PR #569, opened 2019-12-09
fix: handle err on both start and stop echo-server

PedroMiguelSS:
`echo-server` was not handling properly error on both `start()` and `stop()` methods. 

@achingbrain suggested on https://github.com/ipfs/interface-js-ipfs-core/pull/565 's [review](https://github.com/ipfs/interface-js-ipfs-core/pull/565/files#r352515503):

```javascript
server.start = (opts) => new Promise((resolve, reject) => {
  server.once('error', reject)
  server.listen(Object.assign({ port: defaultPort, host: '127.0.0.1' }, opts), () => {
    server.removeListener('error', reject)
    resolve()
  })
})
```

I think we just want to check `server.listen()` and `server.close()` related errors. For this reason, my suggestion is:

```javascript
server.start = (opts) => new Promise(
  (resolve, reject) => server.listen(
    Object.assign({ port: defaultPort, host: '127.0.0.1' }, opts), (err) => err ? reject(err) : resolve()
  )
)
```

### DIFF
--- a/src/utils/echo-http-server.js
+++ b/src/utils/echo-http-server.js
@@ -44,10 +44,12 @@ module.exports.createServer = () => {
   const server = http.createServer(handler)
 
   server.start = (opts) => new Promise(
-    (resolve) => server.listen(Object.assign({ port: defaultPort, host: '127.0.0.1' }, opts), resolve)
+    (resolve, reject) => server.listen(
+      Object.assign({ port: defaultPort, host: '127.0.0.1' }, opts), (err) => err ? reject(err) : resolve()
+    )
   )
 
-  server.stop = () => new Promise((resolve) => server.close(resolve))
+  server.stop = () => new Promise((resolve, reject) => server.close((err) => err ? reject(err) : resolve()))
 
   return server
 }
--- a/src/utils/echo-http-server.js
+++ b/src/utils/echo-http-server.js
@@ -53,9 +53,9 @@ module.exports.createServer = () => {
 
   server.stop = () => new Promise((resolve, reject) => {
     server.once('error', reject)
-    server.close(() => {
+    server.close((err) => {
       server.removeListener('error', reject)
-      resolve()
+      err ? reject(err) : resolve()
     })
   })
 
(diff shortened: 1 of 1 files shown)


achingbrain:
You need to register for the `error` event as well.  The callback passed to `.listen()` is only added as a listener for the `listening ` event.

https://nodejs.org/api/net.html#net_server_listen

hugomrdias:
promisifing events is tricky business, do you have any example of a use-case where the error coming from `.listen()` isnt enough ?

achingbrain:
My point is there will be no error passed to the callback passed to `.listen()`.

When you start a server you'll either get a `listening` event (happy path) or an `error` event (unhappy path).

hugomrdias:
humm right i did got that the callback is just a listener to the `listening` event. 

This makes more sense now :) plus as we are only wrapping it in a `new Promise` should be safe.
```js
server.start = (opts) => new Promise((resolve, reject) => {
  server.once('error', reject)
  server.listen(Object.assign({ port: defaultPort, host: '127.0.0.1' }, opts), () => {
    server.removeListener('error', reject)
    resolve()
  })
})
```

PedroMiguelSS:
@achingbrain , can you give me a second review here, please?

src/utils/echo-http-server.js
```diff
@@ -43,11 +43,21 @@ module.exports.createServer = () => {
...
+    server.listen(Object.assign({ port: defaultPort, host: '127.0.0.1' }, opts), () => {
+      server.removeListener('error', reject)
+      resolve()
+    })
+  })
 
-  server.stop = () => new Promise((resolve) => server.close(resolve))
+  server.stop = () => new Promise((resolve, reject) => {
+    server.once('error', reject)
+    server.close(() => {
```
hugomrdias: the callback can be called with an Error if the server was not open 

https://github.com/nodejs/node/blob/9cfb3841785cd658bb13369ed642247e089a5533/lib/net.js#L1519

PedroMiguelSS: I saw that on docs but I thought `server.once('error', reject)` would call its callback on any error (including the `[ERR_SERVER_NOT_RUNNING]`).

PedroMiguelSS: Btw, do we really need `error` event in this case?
━━━━━━━━━━━━━━━━━━━━━━━━━━━━━━
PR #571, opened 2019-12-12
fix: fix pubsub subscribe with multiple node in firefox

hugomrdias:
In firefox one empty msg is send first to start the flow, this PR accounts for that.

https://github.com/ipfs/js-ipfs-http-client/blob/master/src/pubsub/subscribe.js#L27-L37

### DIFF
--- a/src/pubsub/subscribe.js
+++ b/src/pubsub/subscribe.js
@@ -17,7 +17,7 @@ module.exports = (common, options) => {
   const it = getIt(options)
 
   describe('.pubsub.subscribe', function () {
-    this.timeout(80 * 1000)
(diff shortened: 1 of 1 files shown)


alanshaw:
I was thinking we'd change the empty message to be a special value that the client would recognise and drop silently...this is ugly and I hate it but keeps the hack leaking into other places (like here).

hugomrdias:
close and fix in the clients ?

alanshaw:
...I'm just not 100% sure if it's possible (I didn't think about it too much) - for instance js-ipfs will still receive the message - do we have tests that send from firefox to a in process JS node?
━━━━━━━━━━━━━━━━━━━━━━━━━━━━━━
> WHAT TO PRODUCE
Each line above that contains the word "stop" should be returned.

> RESPONSE TO THIS EXERCISE
fix: handle err on both start and stop echo-server
`echo-server` was not handling properly error on both `start()` and `stop()` methods. 
-  server.stop = () => new Promise((resolve) => server.close(resolve))
+  server.stop = () => new Promise((resolve, reject) => server.close((err) => err ? reject(err) : resolve()))
   server.stop = () => new Promise((resolve, reject) => {
-  server.stop = () => new Promise((resolve) => server.close(resolve))
+  server.stop = () => new Promise((resolve, reject) => {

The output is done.